Among the lines of data below, reproduce only those from the one with "Cecil reading always" through the one with "Cecil writing follows", exactly as they stand, both ends included.
*** Begin section ***
PR #648, opened 2025-06-12
Fix not fully qualified type names in blobs

Windows10CE:
This PR supersedes #646.

Created as a draft as I still need to figure out some tests and need the following question answered: upon failing to resolve from what we assume to be the implementing core library for the target runtime (or if we cannot pick one, in the case of netstandard), what do we do? The implementation I have started this PR with does a second layer of fallback to CorLibScope and attempts a third resolve there, but this means AsmResolver could succeed resolution in more cases than it should. We could do nothing, but this means non-FQ type names to corelib types in netstandard would never be able to resolve without user intervention. If there are any other ideas for how to handle these types, it would be great to hear them, but I think no matter what AsmResolver is going to end up with some odd behavior here (since I don't believe definitive correct behavior exists).

### DIFF
--- a/src/AsmResolver.DotNet/KnownCorLibs.cs
+++ b/src/AsmResolver.DotNet/KnownCorLibs.cs
@@ -262,7 +262,7 @@ namespace AsmResolver.DotNet
 
         static KnownCorLibs()
         {
-            KnownCorLibReferences = new HashSet<AssemblyReference>(new SignatureComparer())
+            KnownCorLibReferences = new HashSet<AssemblyReference>(SignatureComparer.Default)
             {
                 NetStandard_v2_0_0_0,
                 NetStandard_v2_1_0_0,
@@ -313,6 +313,26 @@ namespace AsmResolver.DotNet
             throw new ArgumentException($"Invalid or unsupported runtime version {runtimeInfo}.");
         }
 
+        /// <summary>
+        /// Obtains a reference to the default core lib reference for the provided .NET target runtime.
+        /// </summary>
+        /// <param name="runtimeInfo">The runtime to target.</param>
+        /// <returns>The reference to the default core lib.</returns>
+        /// <exception cref="ArgumentException">The runtime information is invalid or unsupported.</exception>
+        public static AssemblyReference? TryImplFromRuntimeInfo(DotNetRuntimeInfo runtimeInfo)
+        {
+            if (runtimeInfo.IsNetStandard)
+                return null;
+
+            if (runtimeInfo.IsNetFramework)
+                return SelectFrameworkCorLib(runtimeInfo.Version);
+
+            if (runtimeInfo.IsNetCoreApp)
+                return SelectNetCoreImplCorLib(runtimeInfo.Version);
+
+            throw new ArgumentException($"Invalid or unsupported runtime version {runtimeInfo}.");
+        }
+
         private static AssemblyReference SelectFrameworkCorLib(Version version) => version.Major < 4
             ? MsCorLib_v2_0_0_0
             : MsCorLib_v4_0_0_0;
@@ -345,6 +365,20 @@ namespace AsmResolver.DotNet
                 (8, 0) => SystemRuntime_v8_0_0_0,
                 (9, 0) => SystemRuntime_v9_0_0_0,
                 (10, 0) => SystemRuntime_v10_0_0_0,
+                _ => throw new ArgumentException($"Invalid or unsupported .NET or .NET Core version {version}.")
+            };
+        }
+
+        private static AssemblyReference SelectNetCoreImplCorLib(Version version)
+        {
+            return (version.Major, version.Minor) switch
+            {
+                (1, 0 or 1) or (2, 0 or 1) or (3,0 or 1) => SystemPrivateCoreLib_v4_0_0_0,
+                (5, 0) => SystemPrivateCoreLib_v5_0_0_0,
+                (6, 0) => SystemPrivateCoreLib_v6_0_0_0,
+                (7, 0) => SystemPrivateCoreLib_v7_0_0_0,
+                (8, 0) => SystemPrivateCoreLib_v8_0_0_0,
+                (9, 0) => SystemPrivateCoreLib_v9_0_0_0,
                 _ => throw new ArgumentException($"Invalid or unsupported .NET or .NET Core version {version}.")
             };
         }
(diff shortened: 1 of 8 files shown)


Windows10CE:
For some additional references for behavior being changed by this PR, all checked 2025-06-12:

ECMA-335 6th Edition, Section II.23.3, bottom of page 268, describes how to do resolution when no assembly spec is given for Type arguments:
https://ecma-international.org/wp-content/uploads/ECMA-335_6th_edition_june_2012.pdf

The current behavior of CoreCLR, which attempts current assembly, then `typeof(object).Assembly` (System.Private.CoreLib), then the TypeResolve event of the current AssemblyLoadContext:
https://github.com/dotnet/runtime/blob/b49ebac33e06556804af96afebbb8f706d51a2e2/src/coreclr/System.Private.CoreLib/src/System/Reflection/TypeNameResolver.CoreCLR.cs#L344

The current behavior of Roslyn (the C#/VB compiler), which always writes FQNs when there is an assembly being referenced: https://github.com/dotnet/roslyn/blob/2f32bf87e211fe5319c94f442c4ad56254bc75e0/src/Compilers/Core/Portable/PEWriter/TypeNameSerializer.cs#L194

Cecil reading always uses `module.TypeSystem.CoreLibrary` when it cannot find a type definition (the current behavior of AsmResolver):
https://github.com/jbevain/cecil/blob/3136847ea620fb9b4a3ff96bc4f573148e8bd2e4/Mono.Cecil/TypeParser.cs#L356

Cecil writing follows the ECMA section to the letter and only omits it when the assembly being referenced is exactly current module or mscorlib (this behavior is absolutely incorrect and almost certainly has real issues, I just cannot be bothered to synthesize examples of it, this fails when referencing mscorlib for any type that is not today in System.Private.CoreLib and then loading that attribute with CoreCLR):
https://github.com/jbevain/cecil/blob/3136847ea620fb9b4a3ff96bc4f573148e8bd2e4/Mono.Cecil/TypeParser.cs#L521

dnLib reading does the same behavior as current AsmResolver and Cecil, attempting current module, then the referenced corlib:
https://github.com/0xd4d/dnlib/blob/c78d296c522aae0520df2afd825d48266321cf36/src/DotNet/CustomAttributeReader.cs#L24

dnLib writing has an option flag for whether to enable the same optimization that AsmResolver currently employs:
https://github.com/0xd4d/dnlib/blob/c78d296c522aae0520df2afd825d48266321cf36/src/DotNet/Writer/Metadata.cs#L182-L196

src/AsmResolver.DotNet/KnownCorLibs.cs
```diff
@@ -326,5 +346,19 @@ private static AssemblyReference SelectNetCoreCorLib(Version version)
...
+        private static AssemblyReference SelectNetCoreImplCorLib(Version version)
+        {
+            return (version.Major, version.Minor) switch
+            {
+                (1, 0 or 1) or (2, 0 or 1) or (3,0 or 1) => SystemPrivateCoreLib_v4_0_0_0,
+                (5, 0) => SystemPrivateCoreLib_v5_0_0_0,
+                (6, 0) => SystemPrivateCoreLib_v6_0_0_0,
+                (7, 0) => SystemPrivateCoreLib_v7_0_0_0,
+                (8, 0) => SystemPrivateCoreLib_v8_0_0_0,
+                (9, 0) => SystemPrivateCoreLib_v9_0_0_0,
```
Sergio0694, line 358: Add .NET 10 too while at it? Added it in #645.

Windows10CE:
I believe for this to work as well as possible, RuntimeContext needs some way to query for what the corelib assembly is for that context, not tied to anything that the assembly itself is targeting. That way scenarios such as an assembly targeting netstandard loaded into RuntimeContext with net8.0 assemblies will work as expected, instead of only being able to do a non-configurable guess at what the correct assembly is based on hardcoded known core libraries. I am not really confident on how adding that to RuntimeContext should work, though.

nike4613:
Further discussion suggests that basically all of the rules @Windows10CE listed are wrong, and the only "correct" one to use for writing is this:

> The only types (aside from those in the current assembly) which may have their assembly name omitted are those listed in the ECMA-335 `CILLibraryTypes.xml` supplement as being BOTH in the assembly `mscorlib` AND a part of either the library `BCL` or `RuntimeInfrastructure` (i.e. the Kernel profile).

The library requirement could likely be relaxed, though I'm not sure how safe that is. If we *really* cared, we could precompute the full set of types that qualify, but its better to just always specify when writing. Beyond that, .NET Core considers `System.Private.CoreLib` to be its "system library", so it searching there is correct (and AsmResolver should too, when resolving).

Windows10CE:
@Washi1337 Do you have anything you'd add to or change about this PR (other than unit tests)? I'm not completely sure how I'm going to go about testing the reading functionality at the moment, so if you have any particular advice about that I would also appreciate it

Washi1337:
> @Washi1337 Do you have anything you'd add to or change about this PR (other than unit tests)? 

LGTM

> I'm not completely sure how I'm going to go about testing the reading functionality at the moment, so if you have any particular advice about that I would also appreciate it

`TypeNameParser` can be tested on its own, as long as you give it a context module (with the appropriate runtime context). For this change I think it is sufficient to check that if the assembly spec is omitted, it will behave as the runtime does. That is, it will prefer the module itself first (e.g., `DummyModule.Program` is resolvable), then the assumed runtime's impl corlib (e.g., `System.Int32` is resolvable), and also not resolve using the reference corlib (e.g., `System.Uri` should not be resolvable) even if `System.Runtime` is used as corlib scope.

nike4613:
It might be a good idea to include, somewhere in the XMLdocs, a brief explanation on why there is (and needs to be) a distinction between a module's corlib and a runtime "assumed" corlib. It's not at all obvious, even to someone reasonably familiar with the space, unless they've previously come across this exact issue.

Windows10CE:
It might deserve its own subsection in https://github.com/Washi1337/AsmResolver/blob/development/docs/guides/dotnet/advanced-module-reading.md ? Either that or a subsection in a larger article about what RuntimeContext is, why it exists, and how to use it

Washi1337 (approved):

Washi1337:
@Windows10CE Currently, RuntimeContext is briefly described as a subsection in https://github.com/Washi1337/AsmResolver/blob/master/docs/guides/dotnet/basics.md#opening-multiple-net-modules-using-runtime-contexts, but we could indeed make it a dedicated page. Advanced module reading probably is best reserved for actually customizing the parsers etc. Do you plan on adding docs changes as well? I am also fine with delaying this to a later time / putting it in a separate PR.

Windows10CE:
I'm happy to put doc changes in a separate PR to get this one merged, I don't want to hold up a beta release on doc changes 😅

Sergio0694:
+1 to this. If possible, it'd be nice to merge this first, so that as soon as this one is in, we can also resume testing things in cswinrtgen and help validate that these changes also do address all the various scenarios we had issues with 😅

PR #650, opened 2025-06-21
Fix Utf8String concatenation for non-ascii strings

ds5678:


src/AsmResolver/Utf8String.cs
```diff
@@ -200,7 +200,7 @@ public Utf8String Concat(byte[]? other)
             if (other is null || other.Length == 0)
                 return this;
 
-            byte[] result = new byte[Length + other.Length];
+            byte[] result = new byte[_data.Length + other.Length];
```
Washi1337, line 203: Looking at this now, shouldn't these actually be both `ByteCount` instead of `Length`?

ds5678: `other` is a byte array, so no.

Washi1337: Ah yes, my bad. For some reason I was under the impression we were editing `Concat(Utf8String)`.

PR #656, opened 2025-07-19
Fix double ownership of nested serialized type definitions

Windows10CE:
Currently, code that does something like:
```cs
var module = ModuleDefinition.FromFile(@"C:\Users\user\RiderProjects\ConsoleApp1\Test\bin\Debug\net9.0\Test.dll");
var type = module.TopLevelTypes.Single(it => it.Name == "Class1");
var nestedType = type.NestedTypes[0];
type.NestedTypes.Remove(nestedType);
module.TopLevelTypes.Add(nestedType);
```
would throw an exception because the constructor for SerializedTypeDefintion would set _module (through IOwnedCollectionElement) even when the type definition is not "owned" by the module, but instead by its declaring type. Changing it to only do so when no parent type exists fixes the issue.


Washi1337:
Thanks!

PR #664, opened 2025-08-18
Support reading from streams

ds5678:


Washi1337:
`StreamDataSource` needs to use locking or some other thread synchronization to ensure that between `Seek` and `Read`/`ReadByte` calls the position of the stream is not updated by another thread.

However, since this is a very hot path (AsmResolver's lazy eval heavily relies on random-access), I wonder about performance while moving to- and reading many individual bytes. This also makes me wonder about the added value of this, given that we already support MMIO backed data sources (which do allow for thread-safe random-access of a file). What is the main advantage that we get over MMIO?

Related: #115

ds5678:
In my case, I think performance would improve because I wouldn't need to copy the content to a byte array.

https://github.com/AssetRipper/AssetRipper/blob/e809ea198942c2e2fc882acc10daf3bc7ca37d17/Source/AssetRipper.Import/Structure/Assembly/Managers/BaseManager.cs#L95-L98

Uncontested locks are very lightweight for performance, so in synchronous code, any bottleneck would be during seeking or reading.

Since performance is a concern, I could replace the constructors with static create methods. This could allow creating specialized data sources based on the type of stream. In particular, memory streams seem like they would have a lot of potential for enabling random access.

Washi1337:
> Uncontested locks are very lightweight for performance, so in synchronous code, any bottleneck would be during seeking or reading.

True, I think we can leave potential performance hits to the consideration of the user of the API. People in general should use the normal (faster) random access versions of data sources where possible anyway.

PR #666, opened 2025-08-20
SignatureComparer ITypeDescriptor and TypeSignature changes

Windows10CE:
Namely fixes `Equals(typeSig, typeRef)`, but also generally makes an effort to use SimpleTypeEquals only when it makes sense. Leaves all of the hash code logic, since it already did this kind of deep searching via the Name/Namespace/Scope properties which are just forwarders to inner signatures.


Washi1337:
Thanks!

PR #668, opened 2025-08-24
Fix failure to resolve assembly with culture

Meivyn:
I'm assuming that this was the original intent, based on the comment that follows this block.


Washi1337:
Thanks for the catch!

PR #675, opened 2025-09-16
Add constructor overload for ExportedType

Sergio0694:
This PR adds a constructor overload for `ExportedType` to allow passing `Utf8String` values without round-tripping.


ds5678:
Since we're currently on a beta version and breaking changes are allowed, I think it would be better to just replace `string` with `Utf8String` rather than creating a new overload.

Washi1337:
Yea I concur with @ds5678, similar to #674 we should just get rid of the unnecessary overloads while we can. @Sergio0694 could you please change it? Then I will merge it shortly.

Sergio0694:
Done! 🙂

PR #676, opened 2025-09-19
Add `EventAttributes.None`

Sergio0694:
For consistency with `PropertyAttributes`. Also added a couple tests.


Washi1337:
Thanks!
*** End section ***
The answer
Cecil reading always uses `module.TypeSystem.CoreLibrary` when it cannot find a type definition (the current behavior of AsmResolver):
https://github.com/jbevain/cecil/blob/3136847ea620fb9b4a3ff96bc4f573148e8bd2e4/Mono.Cecil/TypeParser.cs#L356

Cecil writing follows the ECMA section to the letter and only omits it when the assembly being referenced is exactly current module or mscorlib (this behavior is absolutely incorrect and almost certainly has real issues, I just cannot be bothered to synthesize examples of it, this fails when referencing mscorlib for any type that is not today in System.Private.CoreLib and then loading that attribute with CoreCLR):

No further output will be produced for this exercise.